What makes you most proud about being a woman in your field?
Dr. Huang: “I can make the same or even more [of a] contribution to important issues of tuberculosis control in China as an outstanding male colleague.”
Dr. Nakiyingi: “I am among the few women scientists in Uganda pursuing an Academic and Research career, and my research area of interest is tuberculosis and HIV. I have led implementation of several tuberculosis research projects in Uganda, and some of the findings have influenced policy change, particularly in tuberculosis diagnosis in resource-limited settings. My active involvement in research has made me an internationally recognized independent researcher in the field, and I have been able to compete favorably for international funding. I hold professional and non-professional leadership responsibilities in Uganda, and my goal is to grow to the highest academic and research positions at Makerere University. I have made several scientific presentations at international conferences, some as an invited speaker. I am involved in training and mentorship of junior researchers at Makerere University with the aim of building clinical research capacities at my institution. As a woman researcher, I support several mentorship activities in Uganda that aim to promote women in science and leadership. Seeing many female junior scientists looking up to me as their idol makes me feel proud as a woman researcher in my country.”
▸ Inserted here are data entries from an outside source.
PR #955, opened 2017-01-29
tm: reset T_ASYNC_CONTINUE flag in t_suspend

grumvalski:
Related to http://lists.sip-router.org/pipermail/sr-users/2017-January/095772.html
Resetting the flag in t_suspend allows adding new branches in a failure route while suspending the transaction.

### DIFF
--- a/src/modules/tm/t_suspend.c
+++ b/src/modules/tm/t_suspend.c
@@ -143,7 +143,8 @@ int t_suspend(struct sip_msg *msg,
 	*hash_index = t->hash_index;
 	*label = t->label;
 
-
+	/* reset the continue flag to be able to suspend in a failure route */
+	t->flags &= ~T_ASYNC_CONTINUE;
 
 	/* backup some extra info that can be used in continuation logic */
 	t->async_backup.backup_route = get_route_type();


miconda:
Probably it's ok -- couldn't see a side effect right now. Is it tested/used anywhere else than src/modules/tm/t_reply.c:1123?

grumvalski:
Currently it's only used in that t_reply check.

miconda:
Unless you think it should be better to be reset when t_continue() is finished instead of inside t_suspend(), you can merge it.

grumvalski:
You're right, I'll try this 2nd approach.

kamailio-sync:
Thinking it better, wouldn't moving the flag reset at the end of t_continue
make the check in t_reply useless?
I have to admit that I don't fully understand that check anyway :)

miconda:
It's a bit foggy the purpose right now, or better said the duration when that flag is needed. I didn't have the time to dig into it too much and don't remember the full purpose for it right now. I expected to be related to the fact of choosing the final response while a suspended branch is still processed.

But I think your patch is better in this regard, because it preserves the old behaviour (which didn't have a complaint on this flag) longer, until a new suspend is done. So can be merged as it is.

grumvalski:
Thanks, should I backport it too?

What was your experience finding your first professional position?
Dr. Nakiyingi: “As a woman scientist in this predominantly male-dominated research and academic environment, I faced several challenges, mainly gender-based, which could easily have deterred my advancement in the field of research. Among these were: difficulties in balancing a research career and personal life, including motherhood; a lack of mentorship [opportunities] for women; limited training opportunities offered to women; and societal attitude and beliefs towards women in science, academics, and research. However, with determination, I was able to persevere and pursued my goal of becoming a researcher.”
What advice do you have for women scientists starting out in their careers?
Dr. Huang: “Keep on going! At the beginning, it could be hard, but things will get better and better once you insist on making progress.”
Shown left: Dr. Huang at a meeting for the WHO Strategic Advisory Committee on in Vitro Diagnostics (SAGE IVD) with other participants from the Essential Diagnostic List (EDL) composition.